Речь у Венедикта Ерофеева была размеренной, голоса он никогда не повышал. «Горше всего вспоминать о нежности Бена. Она осталась невостребованной», – отмечает Лидия Любчикова.
Еще одна грань характера и личности Венедикта Ерофеева: очень сильный религиозный потенциал, – вспоминает Владимир Муравьев. «У Венички было ощущение, что благополучная, обыденная жизнь – это подмена настоящей жизни, он разрушил ее, и его разрушительство отчасти действительно имело религиозный оттенок. Как, кстати, и у декадентов, которые были ему близки...»
Не отсюда ли нелюбовь к душевному покою? Самоистязание, самосожжение. «Без страдания обходиться не мог» (Наталья Шмелькова).
И последний штрих: «В материальном отношении он был абсолютно бессребреник» (Александр Леонтович).

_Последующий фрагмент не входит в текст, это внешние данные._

PR #269, opened 2022-02-07
[WIP] Fixed formatting of read the docs

kebringer-cb:
Work in progress - some generation errors still to be investigated.

Changes so far:
Added regex to strip ... when copying examples
Updates to format of examples by changing indenting and whitespace
Fixed sphinx formatting warnings
Used this as a reference:
https://www.sphinx-doc.org/en/master/usage/
                     extensions/example_google.html

## Pull request checklist

- [ ] Yes
- [ ] No

### DIFF
--- a/src/cbc_sdk/base.py
+++ b/src/cbc_sdk/base.py
@@ -567,7 +567,9 @@ class NewBaseModel(object, metaclass=CbMetaModel):
 
         Notes:
             Should be overridden for any class wanting to use subobject reporting capabilities.
+
             If the attribute is a list of subobjects, this method should return that list.
+
             If the attribute is a single subobject, this method should return that subobject.
         """
         return None
@@ -1345,11 +1347,11 @@ class QueryBuilder(object):
     through the CBCloudAPI.select API.
 
     Examples:
-    >>> from cbc_sdk.base import QueryBuilder
-    >>> # build a query with chaining
-    >>> query = QueryBuilder().where(process_name="malicious.exe").and_(device_name="suspect")
-    >>> # start with an initial query, and chain another condition to it
-    >>> query = QueryBuilder(device_os="WINDOWS").or_(process_username="root")
+        >>> from cbc_sdk.base import QueryBuilder
+        >>> # build a query with chaining
+        >>> query = QueryBuilder().where(process_name="malicious.exe").and_(device_name="suspect")
+        >>> # start with an initial query, and chain another condition to it
+        >>> query = QueryBuilder(device_os="WINDOWS").or_(process_username="root")
 
     """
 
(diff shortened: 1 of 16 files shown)


src/cbc_sdk/base.py
```diff
@@ -58,11 +58,11 @@ def __new__(mcs, name, bases, clsdict):
             model_data = yaml.safe_load(
                 open(os.path.join(mcs.model_base_directory, swagger_meta_file), 'rb').read())
 
-        clsdict["__doc__"] = "Represents a %s object in the Carbon Black server.\n\n" % (name,)
-        for field_name, field_info in iter(model_data.get("properties", {}).items()):
-            docstring = field_info.get("description", None)
-            if docstring:
-                clsdict["__doc__"] += ":ivar %s: %s\n" % (field_name, docstring)
+        # clsdict["__doc__"] = "Represents a %s object in the Carbon Black server.\n\n" % (name,)
```
kebringer-cb, line 61: Would really like confirmation that removing these lines hasn't broken anything.  It hasn't from what I could see, but could be unexpected side affects.  Commented pending agreement it can really be removed.

emitreva-cb (approved):

src/cbc_sdk/base.py
abowersox-cb: I'm not sure what's going on here.  It looks like the metaclass is trying to b0rk around with the class docstring based on information in the Swagger metafile. `:ivar` is a Sphinx-format documentation directive. If this is to be reused, we should determine how instance-variable documentation works in Google-format doc strings and do that.

abowersox-cb: I've replaced that chunk of code with something that expresses the intent of what that original code was trying to do, but does it following the Google format, and also preserves any existing docstring that was already in the code.  Try generating the docs yourself and let me know what you think.

src/cbc_sdk/base.py
```diff
@@ -2124,28 +2138,36 @@ def _check_range(self, range):
...
 
         Returns:
             Query (AsyncQuery): The Query object that will receive the specified range(s).
 
-        Note: The range parameter must be in this dictionary format:
+        Note:
+            The range parameter must be in this dictionary format:
+
             {
+
```
avanbrunt-cb, line 2154: Why the extra new lines here?

avanbrunt-cb (approved):

src/cbc_sdk/base.py
kebringer-cb: Without the lines it prints as: 
“bucket_size”: “<object>”, “start”: “<object>”, “end”: “<object>”, “field”: “<string>”

instead of each on a new line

Женщины Венедикта Ерофеева
«Я люблю дебелых, я дебелогвардеец».
На вопрос: «А как вы относитесь к женщинам?» – Ерофеев отвечал коротко: «Противоречиво отношусь».
Расшифруем: он относился к ним нежно, но эту нежность тщательно скрывал за иронией. «У нас в паспортах так и записано: у меня: «Недоносок», а у нее: «Пеннорожденная»«.
Вот вам и «расстановка сил».
Рассказывает Лидия Любчикова:
«В юности он был очень добродушен и деликатен, никогда он никого резко не отталкивал. И у него, по-моему, были романы, но не знаю, насколько они его глубоко трогали. По рассказам, он любил Юлию и чуть ли это не осталось болезнью на всю жизнь. Юлия у них была «комсомольская богиня». Она была, кажется, секретарь комсомольской организации, девица с волевым характером, ездила на мотоцикле, стреляла и так далее. Она училась на биолога и сейчас, кажется, кандидат наук. Тогда дело кончилось разрывом: наверное, в этом виновата и его богемная натура, и очевидная неустроенность, и благосклонность ко всем девушкам, которые вокруг вились. Была легенда, что Юлия хотела даже застрелить Бена.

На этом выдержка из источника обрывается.